For human teams, messy workspaces have always had a social workaround. You ask Sarah, because Sarah knows. You DM the person who made the sheet. You remember that the "new" process is actually older than the reorg and should be ignored after step four. You can hear the slight hesitation in a colleague's voice when they say a number is "directionally right," which is office dialect for "please do not put this in front of the board without adult supervision."

Agents do not have that social fabric by default. They have access, context windows, tool calls, retrieval, logs, and increasingly elaborate ways of saying they are not sure. Those are useful. They are not the same as being embedded in the small human system that keeps a messy workplace from collapsing into nonsense. When an agent finds three contradictory artifacts, it may rank, summarize, ask, or choose. A good one may pause. A bad one may produce a gorgeous answer with the wrong fossil embedded inside it.

The conversation about agent capability can become too narrow here. We keep asking whether models are smart enough to work inside our systems. The companion question is whether our systems are legible enough to share intelligence with anything that was not already socialized into their weirdness. A person can survive a bad folder structure because they learn the folklore. An agent needs the folklore made operational.

That does not mean every organization needs a grand knowledge-management program with a logo, a steering committee, and a tragic Confluence migration. Please no. Most teams have already endured enough portals named after virtues. The better starting point is smaller and more physical: what would someone need to know before taking action here, and where would they find it without interrupting the busiest person in the room?

This turns interface design into workplace maintenance. An agent-ready workspace is not only a place with APIs and permissions. It is a place where status is visible, sources have lifetimes, exceptions are named, ownership is findable, and uncertainty has somewhere respectable to stand. If those signals exist only as vibes, the agent is not really collaborating with the organization. It is excavating it.

There is a human cost to pretending otherwise. When agents work in messy systems, people inherit the cleanup in the least humane form: after the wrong draft has circulated, after the automation used the stale policy, after the support response sounded authoritative and missed the actual history. The work then arrives as blame-shaped archaeology. Someone has to explain why the agent did a reasonable thing with unreasonable context and make the mess legible under pressure, which is the worst time to do housekeeping unless you enjoy labeling boxes during a small fire.

The better version is less glamorous than the demos. It asks teams to treat information hygiene as part of the product surface for human-agent work. It asks leaders to notice that making context clear is real labor, not clerical residue. It asks vendors to build interfaces that show source age, confidence, conflicting evidence, ownership, and action history without turning every task into an audit seminar. It asks workers to be allowed time to maintain the room before being judged by what the room allows an agent to do.

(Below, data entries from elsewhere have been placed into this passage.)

PR #3200, opened 2021-01-20
Fix XR depth copy

fabien-unity:
---
### Purpose of this PR
Make sure the depth buffer is properly copied for each views so that devices like Oculus or Varjo can make use of them for better reprojection or Mixed Reality usage.

---
### Testing status
Locally tested with HDRP template on Win10 (d3d11) with the Varjo Analytics debug tool as described in the bug (https://fogbugz.unity3d.com/f/cases/1286908/).

---
### Comments to reviewers
@JulienIgnace-Unity : can you double-check the depth copy code/shader for non XR usage ? Maybe add a QA member to this PR to run some more tests ?


com.unity.render-pipelines.high-definition/Runtime/RenderPipeline/HDRenderPipeline.RenderGraph.cs
```diff
@@ -446,7 +449,8 @@ void CopyXRDepth(RenderGraph renderGraph, HDCamera hdCamera, TextureHandle depth
                             RTHandle depthRT = data.depthBuffer;
 
                             mpb.SetTexture(HDShaderIDs._InputDepth, data.depthBuffer);
-                            mpb.SetVector(HDShaderIDs._BlitScaleBias, depthRT.rtHandleProperties.rtHandleScale / DynamicResolutionHandler.instance.GetCurrentScale());
+                            mpb.SetVector(HDShaderIDs._BlitScaleBias, new Vector4(data.dynamicResolutionScale, data.dynamicResolutionScale, 0.0f, 0.0f));
```
JulienIgnace-Unity, line 452: Does this work if you start playing with the window size? I'm not sure the dynamicResolutionScale includes the RTHandle scale so I would expect this break when resizing the window.

fabien-unity: I tested different scenarios including resizing editor and standalone windows, and all seems good!

JulienIgnace-Unity (approved):

sebastienlagarde (approved):

sebastienlagarde:
@fabien-unity is there a way to produce a test for this so we don't break it again?

fabien-unity:
> @fabien-unity is there a way to produce a test for this so we don't break it again?

Yes but it's not trivial. I've added it to our roadmap!

ryanhy-unity:
Did a quick check with a new project (mock and Oculus) and didn't see any issues with this PR.  Seeing as Fabien has run through the bug scenario with Varyo and verified the fix as well I think this looks good from my point of view.

ryanhy-unity (approved):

Some of this will sound boring, which is usually where the important design work hides. A clean handoff is not created by a clever prompt alone. It is created by a workplace that has enough respect for its own memory to make decisions, exceptions, and sources findable before the machine arrives.

Agents may make messy systems more productive for a while. They may also make the mess move faster. The humane question is whether we are building tools that help people understand and improve the shared room, or tools that simply become better at rummaging through it. Work is not only a pile of tasks waiting to be delegated. It is an environment we inhabit together. If agents are going to live there with us, somebody has to keep the lights labeled, the exits visible, and the old maps out of the emergency drawer.